(Activity) From the entries that follow, report every line in which "fullname" occurs.
[Material provided Boundary: Start]
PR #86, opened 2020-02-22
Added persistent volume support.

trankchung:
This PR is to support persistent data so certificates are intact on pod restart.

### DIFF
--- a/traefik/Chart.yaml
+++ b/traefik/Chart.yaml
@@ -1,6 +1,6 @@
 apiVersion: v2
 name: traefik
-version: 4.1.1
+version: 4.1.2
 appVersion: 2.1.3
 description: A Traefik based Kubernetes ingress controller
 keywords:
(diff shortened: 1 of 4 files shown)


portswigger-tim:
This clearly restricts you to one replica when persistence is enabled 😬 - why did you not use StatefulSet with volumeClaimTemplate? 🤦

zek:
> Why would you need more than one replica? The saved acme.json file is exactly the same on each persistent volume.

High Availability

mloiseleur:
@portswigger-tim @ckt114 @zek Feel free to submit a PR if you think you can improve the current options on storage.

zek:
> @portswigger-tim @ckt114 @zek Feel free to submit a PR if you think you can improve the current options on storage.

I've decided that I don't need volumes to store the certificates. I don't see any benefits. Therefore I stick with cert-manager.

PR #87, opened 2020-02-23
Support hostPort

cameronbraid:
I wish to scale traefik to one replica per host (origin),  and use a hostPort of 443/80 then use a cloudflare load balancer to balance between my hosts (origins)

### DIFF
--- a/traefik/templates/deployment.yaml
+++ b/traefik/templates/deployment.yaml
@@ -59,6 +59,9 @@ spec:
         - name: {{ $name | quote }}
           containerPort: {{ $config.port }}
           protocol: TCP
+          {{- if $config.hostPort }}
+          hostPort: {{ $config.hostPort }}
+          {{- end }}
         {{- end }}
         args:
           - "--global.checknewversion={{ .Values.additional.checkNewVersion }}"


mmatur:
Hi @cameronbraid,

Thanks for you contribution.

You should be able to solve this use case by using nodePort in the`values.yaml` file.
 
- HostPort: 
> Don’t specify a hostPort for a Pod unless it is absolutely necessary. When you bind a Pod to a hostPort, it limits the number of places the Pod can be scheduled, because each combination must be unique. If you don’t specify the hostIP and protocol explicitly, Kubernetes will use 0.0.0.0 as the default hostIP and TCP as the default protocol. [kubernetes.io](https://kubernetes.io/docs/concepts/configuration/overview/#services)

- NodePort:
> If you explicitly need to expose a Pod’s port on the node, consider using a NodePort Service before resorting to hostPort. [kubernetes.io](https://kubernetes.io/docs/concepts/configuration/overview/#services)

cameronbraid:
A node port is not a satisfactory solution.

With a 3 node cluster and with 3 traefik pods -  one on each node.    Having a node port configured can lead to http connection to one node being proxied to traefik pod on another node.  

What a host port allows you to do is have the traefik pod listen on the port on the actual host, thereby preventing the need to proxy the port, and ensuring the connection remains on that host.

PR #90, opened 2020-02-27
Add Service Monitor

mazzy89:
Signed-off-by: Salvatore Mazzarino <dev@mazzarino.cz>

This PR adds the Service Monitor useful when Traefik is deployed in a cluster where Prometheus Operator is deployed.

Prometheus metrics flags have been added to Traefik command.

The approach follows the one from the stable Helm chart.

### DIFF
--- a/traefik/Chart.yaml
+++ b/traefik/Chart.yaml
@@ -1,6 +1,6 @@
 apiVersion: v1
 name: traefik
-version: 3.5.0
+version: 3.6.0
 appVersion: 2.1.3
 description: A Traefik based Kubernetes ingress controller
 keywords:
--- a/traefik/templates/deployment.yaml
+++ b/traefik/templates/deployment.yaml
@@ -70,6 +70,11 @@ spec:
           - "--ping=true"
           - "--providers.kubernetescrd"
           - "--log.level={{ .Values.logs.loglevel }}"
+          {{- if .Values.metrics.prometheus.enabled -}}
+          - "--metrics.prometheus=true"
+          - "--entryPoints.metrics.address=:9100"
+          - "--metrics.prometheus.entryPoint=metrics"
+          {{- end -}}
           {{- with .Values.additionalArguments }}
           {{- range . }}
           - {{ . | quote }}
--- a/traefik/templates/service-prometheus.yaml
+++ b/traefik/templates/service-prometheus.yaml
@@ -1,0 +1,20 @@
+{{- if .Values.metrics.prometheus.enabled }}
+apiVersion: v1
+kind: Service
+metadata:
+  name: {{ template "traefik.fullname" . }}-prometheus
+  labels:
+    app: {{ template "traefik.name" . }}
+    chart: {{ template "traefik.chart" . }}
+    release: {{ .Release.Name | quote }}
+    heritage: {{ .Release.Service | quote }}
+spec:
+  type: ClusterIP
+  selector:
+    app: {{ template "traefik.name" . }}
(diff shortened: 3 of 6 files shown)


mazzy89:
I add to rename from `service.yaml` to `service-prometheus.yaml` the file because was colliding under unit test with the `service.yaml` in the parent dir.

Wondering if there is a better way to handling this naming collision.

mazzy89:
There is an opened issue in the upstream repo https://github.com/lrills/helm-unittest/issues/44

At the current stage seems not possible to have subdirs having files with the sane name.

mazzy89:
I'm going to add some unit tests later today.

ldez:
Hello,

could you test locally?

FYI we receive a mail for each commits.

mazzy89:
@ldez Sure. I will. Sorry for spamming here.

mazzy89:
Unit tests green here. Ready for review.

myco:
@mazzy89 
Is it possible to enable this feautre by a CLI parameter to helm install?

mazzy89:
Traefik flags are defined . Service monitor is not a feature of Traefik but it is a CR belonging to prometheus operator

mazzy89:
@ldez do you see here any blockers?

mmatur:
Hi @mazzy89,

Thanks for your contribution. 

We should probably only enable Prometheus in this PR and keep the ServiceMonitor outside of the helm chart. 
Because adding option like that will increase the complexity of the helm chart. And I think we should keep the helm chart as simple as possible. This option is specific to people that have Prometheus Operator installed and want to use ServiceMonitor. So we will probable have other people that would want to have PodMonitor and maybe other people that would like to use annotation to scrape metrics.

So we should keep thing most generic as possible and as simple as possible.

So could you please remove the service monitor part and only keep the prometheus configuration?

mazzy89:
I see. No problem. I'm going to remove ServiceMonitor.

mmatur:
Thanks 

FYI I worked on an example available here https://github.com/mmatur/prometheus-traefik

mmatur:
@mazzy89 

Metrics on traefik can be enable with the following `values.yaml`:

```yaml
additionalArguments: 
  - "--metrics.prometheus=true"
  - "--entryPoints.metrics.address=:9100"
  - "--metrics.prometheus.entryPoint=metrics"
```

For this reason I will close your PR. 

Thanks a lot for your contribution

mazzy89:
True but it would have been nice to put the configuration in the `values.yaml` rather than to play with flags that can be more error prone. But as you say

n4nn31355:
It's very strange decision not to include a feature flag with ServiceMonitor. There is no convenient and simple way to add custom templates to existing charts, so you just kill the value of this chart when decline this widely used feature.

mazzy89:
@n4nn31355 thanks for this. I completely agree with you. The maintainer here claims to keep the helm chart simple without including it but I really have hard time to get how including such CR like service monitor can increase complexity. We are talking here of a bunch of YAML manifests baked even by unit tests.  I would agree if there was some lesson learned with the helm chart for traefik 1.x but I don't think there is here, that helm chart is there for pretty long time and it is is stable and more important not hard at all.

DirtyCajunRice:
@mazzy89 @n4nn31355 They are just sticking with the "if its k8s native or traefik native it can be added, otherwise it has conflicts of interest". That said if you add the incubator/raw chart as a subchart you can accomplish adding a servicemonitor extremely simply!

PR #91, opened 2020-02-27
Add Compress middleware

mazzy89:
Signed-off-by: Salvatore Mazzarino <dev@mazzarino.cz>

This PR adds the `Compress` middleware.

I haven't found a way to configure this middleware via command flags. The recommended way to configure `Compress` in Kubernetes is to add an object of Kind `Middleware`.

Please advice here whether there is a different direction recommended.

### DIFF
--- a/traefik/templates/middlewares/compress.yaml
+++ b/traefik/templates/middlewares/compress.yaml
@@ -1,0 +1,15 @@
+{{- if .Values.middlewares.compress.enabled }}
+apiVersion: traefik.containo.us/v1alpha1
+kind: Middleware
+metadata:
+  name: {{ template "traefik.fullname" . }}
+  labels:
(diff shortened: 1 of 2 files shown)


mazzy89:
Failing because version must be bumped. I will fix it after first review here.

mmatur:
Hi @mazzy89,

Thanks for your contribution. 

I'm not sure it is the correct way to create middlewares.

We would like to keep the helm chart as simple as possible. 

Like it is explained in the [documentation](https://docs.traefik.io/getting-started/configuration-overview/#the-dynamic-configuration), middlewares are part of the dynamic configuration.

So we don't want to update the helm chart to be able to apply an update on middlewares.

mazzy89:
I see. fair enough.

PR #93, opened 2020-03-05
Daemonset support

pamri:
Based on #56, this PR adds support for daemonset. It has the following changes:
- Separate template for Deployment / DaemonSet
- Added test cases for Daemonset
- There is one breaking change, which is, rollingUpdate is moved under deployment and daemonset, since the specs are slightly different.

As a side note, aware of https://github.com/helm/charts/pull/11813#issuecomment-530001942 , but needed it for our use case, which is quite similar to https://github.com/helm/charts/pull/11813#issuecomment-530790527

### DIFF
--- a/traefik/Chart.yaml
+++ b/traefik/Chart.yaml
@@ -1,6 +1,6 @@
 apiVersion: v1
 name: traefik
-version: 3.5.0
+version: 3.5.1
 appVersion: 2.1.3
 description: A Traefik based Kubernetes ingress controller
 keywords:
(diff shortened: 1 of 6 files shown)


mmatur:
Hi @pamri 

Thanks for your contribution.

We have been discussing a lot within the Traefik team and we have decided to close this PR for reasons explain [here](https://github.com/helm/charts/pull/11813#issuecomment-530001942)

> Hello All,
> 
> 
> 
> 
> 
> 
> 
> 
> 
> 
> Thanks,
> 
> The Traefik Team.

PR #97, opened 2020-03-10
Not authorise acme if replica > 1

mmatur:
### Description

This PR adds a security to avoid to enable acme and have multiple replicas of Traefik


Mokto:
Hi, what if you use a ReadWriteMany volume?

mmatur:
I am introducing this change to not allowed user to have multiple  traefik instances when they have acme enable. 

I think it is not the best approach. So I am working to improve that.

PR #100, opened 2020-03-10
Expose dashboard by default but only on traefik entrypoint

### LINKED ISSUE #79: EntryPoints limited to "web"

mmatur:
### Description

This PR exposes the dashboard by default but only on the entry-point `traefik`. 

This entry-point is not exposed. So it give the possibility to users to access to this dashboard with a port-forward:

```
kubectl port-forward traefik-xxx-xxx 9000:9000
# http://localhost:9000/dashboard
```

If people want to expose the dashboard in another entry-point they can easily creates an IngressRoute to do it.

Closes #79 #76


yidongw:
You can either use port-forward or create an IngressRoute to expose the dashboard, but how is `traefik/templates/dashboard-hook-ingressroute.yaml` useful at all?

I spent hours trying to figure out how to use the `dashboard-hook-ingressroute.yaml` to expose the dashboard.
[Material provided Boundary: End]
(Exercise response)
+  name: {{ template "traefik.fullname" . }}-prometheus
+  name: {{ template "traefik.fullname" . }}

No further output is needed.